◆ Data excerpts
PR #405, opened 2026-07-16
fix(provider/dra): match nodes by annotated instance ID

dmitsh:


pkg/providers/dra/provider.go
```diff
@@ -109,8 +109,13 @@ func (p *Provider) GenerateTopologyConfig(ctx context.Context, _ *int, instances
 		}
 
 		i2n := instances[indx].Instances
-		if host, ok := i2n[node.Name]; ok {
-			domainMap.AddHost(clusterID, node.Name, host)
+		instanceID, ok := node.Annotations[topology.KeyNodeInstance]
+		if !ok || instanceID == "" {
```
ArangoGutierrez, line 114: A clique-labeled node missing this annotation is now skipped silently. The sibling join sites warn on the same skip — internal/k8s/utils.go and engines/slinky/engine.go both do `klog.Warningf("missing %q annotation in node %s", ...)`, and #379 added exactly this diagnostic to the structurally identical clique+annotation loop in Slinky. A klog.Warningf before the continue would restore that signal; otherwise a not-yet-annotated node disappears with no trace, since the BadGateway error only fires when every node is skipped.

◆ About this task
Every entry in the listing must be retyped exactly.

◆ Exercise response
PR #405, opened 2026-07-16
fix(provider/dra): match nodes by annotated instance ID

dmitsh:


pkg/providers/dra/provider.go
```diff
@@ -109,8 +109,13 @@ func (p *Provider) GenerateTopologyConfig(ctx context.Context, _ *int, instances
 		}
 
 		i2n := instances[indx].Instances
-		if host, ok := i2n[node.Name]; ok {
-			domainMap.AddHost(clusterID, node.Name, host)
+		instanceID, ok := node.Annotations[topology.KeyNodeInstance]
+		if !ok || instanceID == "" {
```
ArangoGutierrez, line 114: A clique-labeled node missing this annotation is now skipped silently. The sibling join sites warn on the same skip — internal/k8s/utils.go and engines/slinky/engine.go both do `klog.Warningf("missing %q annotation in node %s", ...)`, and #379 added exactly this diagnostic to the structurally identical clique+annotation loop in Slinky. A klog.Warningf before the continue would restore that signal; otherwise a not-yet-annotated node disappears with no trace, since the BadGateway error only fires when every node is skipped.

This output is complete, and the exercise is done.